**Records supplied:**
----

PR #335, opened 2020-10-25
created cache to make filtering more efficient for loc and causes

Fattimo:
We used a single variable to point to a single cache, and both locations and causes are stored as keys on this cache. There is potential for collision of keys, so should we make a second cache variable, one for location and one for causes?

### DIFF
--- a/server/actions/events.ts
+++ b/server/actions/events.ts
@@ -209,7 +209,7 @@ export const createFilter = async ({
       nonprofitId: { $in: idsWithCauses.flat() }
     };
   }
-  console.log(idsWithCauses);
+
   if (cities.length) {
     findQuery = {
       ...findQuery,
@@ -297,10 +297,8 @@ export async function getAllEventIds(): Promise<string[]> {
 function getNonprofitIdsByCause(causes: FilterPageRequest["causes"]) {
   return Promise.all(
     causes.map(async cause => {
-      if (filterCache.has(cause)) {
-        const nonProfitsWithCause: string[] = filterCache.get<string[]>(
-          cause
-        ) as string[];
+      const nonProfitsWithCause = filterCache.get<string[]>(cause);
+      if (nonProfitsWithCause != null) {
         return nonProfitsWithCause;
       } else {
         const nonProfitsWithCause: string[] = await Nonprofit.distinct("_id", {
@@ -322,8 +320,8 @@ function getCityPolygonCoordinates(cities: string[]) {
 
   return Promise.all(
     cities.map(async city => {
-      if (filterCache.has(city)) {
-        const cachedBounds = filterCache.get<number[][][]>(city);
+      const cachedBounds = filterCache.get<number[][][]>(city);
+      if (cachedBounds != null) {
         return cachedBounds;
       } else {
         const geocode = await client.geocode({
--- a/server/actions/events.ts
+++ b/server/actions/events.ts
@@ -1,4 +1,5 @@
 import { Client } from "@googlemaps/google-maps-services-js";
+import NodeCache from "node-cache";
 
 import config from "config";
 import Mongo from "server/index";
@@ -16,6 +17,8 @@ import {
   FilterPaginatedEventCards,
   FilterPageRequest
 } from "utils/types";
+
+const filterCache = new NodeCache();
 
 const CARD_FIELDS: Record<keyof EventCardDataType, 1> = {
   name: 1,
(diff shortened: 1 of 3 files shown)


Fattimo:
image

server/actions/events.ts
```diff
@@ -268,31 +287,39 @@ function getCityPolygonCoordinates(cities: string[]) {
...
-        [
-          [north, east],
-          [south, east],
-          [south, west],
-          [north, west],
-          [north, east] // duplicate the first one in order to create a closed loop for mongo
-        ]
-      ];
+      if (filterCache.has(city)) {
+        return filterCache.get(city);
```
PC98: To help TS infer that this `number[][][]`, do something like this:
```javascript
const cachedBounds = filterCache.get<number[][][]>(city);
if (cachedBounds != null) {
  return cachedBounds;
}
// rest of your code
```

You should also take a similar approach when retrieving non-profit IDs for a cause.

server/actions/events.ts
```diff
@@ -168,9 +171,25 @@ export const createFilter = async ({
...
+          cause
+        });
+        idsWithCause.push(...nonProfitsWithCause);
+        filterCache.set(
+          cause,
+          nonProfitsWithCause,
+          MILLISECONDS_IN_WEEK / 1000
+        );
+      }
+    }
```
PC98: While this will work, this code is not parallelized like `getCityPolygonCoordinates`.

We should define a new method, which will use `Promise.all`:
```javascript
function someFn(causes: FilterPageRequest["causes"]) {
  return Promise.all(
    causes.map(async cause => {
      // your code
    })
  );
}
```
Though keep in mind `someFn` will return a `Promise<string[][]>` type now, so we'll have to use `.flat()`.

Then, after line 172, you can also parallelize the promises returned by `someFn` and `getCityPolygonCoordinates`:
```javascript
const [someVar, bounds] = await Promise.all([someFn(causes), getCityPolygonCoordinates(cities)]);
if (someVar.length) {
  // modify findQuery to include nonprofitId: { $in: someVar.flat() }
}
if (bounds.length) {
  // modify findQuery to filter location based on bounds
}
// rest
```
And yeah just use better variable names than what I have here.

server/actions/events.ts
```diff
@@ -168,9 +171,25 @@ export const createFilter = async ({
...
-    });
+    const idsWithCause = [];
+    for (const cause of causes) {
+      if (filterCache.has(cause)) {
+        const nonProfitsWithCause: string[] = filterCache.get(
+          cause
+        ) as string[];
+        idsWithCause.push(...nonProfitsWithCause);
+      } else {
+        const nonProfitsWithCause = await Nonprofit.distinct("_id", {
```
PC98: Lets use `const nonProfitsWithCause: string[]` or `as string[]` here

PC98 (approved):
> how we should deal with the case of new nonprofits being added into the db and not being cached under their cause

I think because we have a timeout/time-to-live, this should be fine? Like when the time expires, the cache lookup will result in a miss and the Mongo query will have to run.

Fattimo:
image

server/actions/events.ts
```diff
@@ -196,19 +199,18 @@ export const createFilter = async ({
...
-      cause: { $in: causes }
-    });
-
     findQuery = {
       ...findQuery,
-      nonprofitId: { $in: idsWithCause }
+      nonprofitId: { $in: idsWithCauses.flat() }
     };
   }
+  console.log(idsWithCauses);
```
PC98: nit remove

server/actions/events.ts
```diff
@@ -292,36 +294,68 @@ export async function getAllEventIds(): Promise<string[]> {
...
-          [south, east],
-          [south, west],
-          [north, west],
-          [north, east] // duplicate the first one in order to create a closed loop for mongo
-        ]
-      ];
+      if (filterCache.has(city)) {
+        const cachedBounds = filterCache.get<number[][][]>(city);
+        return cachedBounds;
+      } else {
```
PC98: Problem here is that TS will infer `cachedBounds` to be of type `number[][][] | undefined`, but we want it to be just `number[][][]`. Try this:

```javascript
const cachedBounds = filterCache.get<number[][][]>(city);
if (cachedBounds != null) {
  return cachedBounds;
} else {
// rest of your code
}
```
You don't need the `.has()`, `.get()` returns `undefined` for keys not in cache.

server/actions/events.ts
```diff
@@ -292,36 +294,68 @@ export async function getAllEventIds(): Promise<string[]> {
...
 }
 
+function getNonprofitIdsByCause(causes: FilterPageRequest["causes"]) {
+  return Promise.all(
+    causes.map(async cause => {
+      if (filterCache.has(cause)) {
+        const nonProfitsWithCause: string[] = filterCache.get<string[]>(
+          cause
+        ) as string[];
+        return nonProfitsWithCause;
```
PC98: Same as above, instead of all this casting:
```javascript
const nonProfitsWithCause = filterCache.get<string[]>(cause);
if (nonProfitsWithCause != null) {
  return nonProfitsWithCause;
} else {
// rest of your code
}
```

----

**What is being asked:** Determine how many lines of the listing include the word "length" and report nothing but the number.

**Answer section:** 3